Le sessioni del Festival del Giornalismo di Siena (15-17 giugno) saranno aperte pure al pubblico. Non è una cosa banale: mostrare e spiegare all’esterno la nostra professione è necessità impellente.
Giorni fa ragionavo sul fatto che, come altre iniziative consimili, anche la seconda edizione del Festival del Giornalismo di Siena (15-17/6/2023, il programma sarà pubblicato a breve sul portale formazionegiornalisti.it: in palio ben 23 crediti per la formazione professionale, dei quali 12 deontologici, ed un corso co-organizzato dal sottoscritto su “Vino e territori, una questione di informazione, cultura, qualità, sicurezza: l’importanza del sistema italiano di tutela“) sarà aperta agli ospiti, ovvero al pubblico dei non giornalisti, curiosi di capire come funzionano certe cose “dentro” al mondo della stampa o interessati ai temi affrontati in quei dibattiti riservati in apparenza ai soli addetti ai lavori.
Non è una cosa da poco.
Sia perchè è assai diffuso (a volte a ragione e a volte meno) l’interesse popolare verso le presunte sacre stanze del misterioso, si fa sempre per dire, ambiente del giornalismo. Sia, e ciò dalla nostra prospettiva mi pare assai più rilevante, perchè si tratta di un’opportunità ghiotta per capovolgere i punti di osservazione e provare a vedere, noi giornalisti, quale sia il reale stato d’animo, l’approccio col quale la gente assiste ai dibattiti sulle nostre questioni o al nostro modo di affrontare certe tematiche.
Uno dei problemi della categoria è infatti quello di vivere sovente in una bolla, ove tutto è dato per scontato e i meccanismi, anche logici, sono dati non solo per automatici, ma per unidirezionali.
Ovviamente, invece, se osservato dal di fuori lo scenario cambia parecchio. Sia in termini di aspettative, sia in termini di percezione e perciò di comprensione.
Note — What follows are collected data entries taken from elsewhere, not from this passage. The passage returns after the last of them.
PR #27545, opened 2026-06-17
Add selected Space runtime validation helpers

fontanierh:
## Stack

1. #29142 - Allow selecting open Spaces in conversations (merged)
2. **#27545 - Add selected Space runtime validation helpers**
3. #28905 - Use selected Spaces for runtime skill scope
4. #28906 - Inherit selected Spaces in sub-agent conversations
5. #28911 - Cover sub-agent cleanup boundaries

This PR is **399 changed lines** against `main`.

## Why

Selected-Space rows can become stale after access or Space changes, and child conversations may be created by system-key runs without a current user. Runtime consumers need one shared validation path, and child inheritance must preserve who originally selected each Space.

## What changed

- Adds `getValidSelectedSpaceIdsForAgentRun`, which returns active selected regular Spaces that remain readable while the feature is enabled.
- Adds `getEffectiveSpaceIdsForAgentRun`, which combines the agent's configured Spaces with valid conversation selections.
- Adds `copySelectedConversationSpacesToChild` for materializing valid selections into a child conversation.
- Extends selected-Space upserts to accept per-Space selector provenance, including userless and system-key execution.
- Revalidates selections independently, so one stale selection does not discard other valid selections.
- Preserves durable selected-Space ACL rows for system-key runs while treating selector identity as audit provenance.
- Adds focused coverage for feature gating, partial invalidation, open Space transitions, effective scope, child copying, and selector provenance.

## Risk

This PR only adds foundational helpers and provenance support. Runtime skill resolution and `run_agent` adoption are in the next PRs. Invalid selected rows are ignored instead of widening runtime scope. No schema or migration changes are included.

## Deploy plan

- [x] Merge and deploy #29142.
- [ ] Merge this PR and deploy `front` normally.
- [ ] Merge #28905, then #28906, then test-only #28911.

## Verification

- Focused runtime stack suite: 116 tests
- `npm run tsgo -- --noEmit` in `front`
- `npm run tsgo -- --noEmit` in `front-api`
- `npx biome check` on changed TypeScript files
- `git diff --check`

PR #28905, opened 2026-07-13
Use selected Spaces for runtime skill scope

fontanierh:
## Stack

1. #29142 - Allow selecting open Spaces in conversations (merged)
2. #27545 - Add selected Space runtime validation helpers (merged)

Mi chiedo allora se in occasioni come quella senese del prossimo giugno non sarebbe addirittura il caso di far precedere ogni sessione da cinque minuti di “spiegazioni” destinate ai non-colleghi, per mettere in grado costoro di cogliere e inquadrare meglio i discorsi che ascolteranno.
E’ un’idea forse balzana, ma considerando gli sfasamenti, se non gli equivoci e le diffidenze sempre più frequenti che si riscontrano tra il nostro mondo professionale e il mondo reale, aprirsi alla conoscenza collettiva potrebbe contribuire parecchio a trarci da un impaccio comunicativo ogni giorno più evidente quando si tratta di spiegare la natura di questo lavoro, le sue funzioni e le sue prospettive.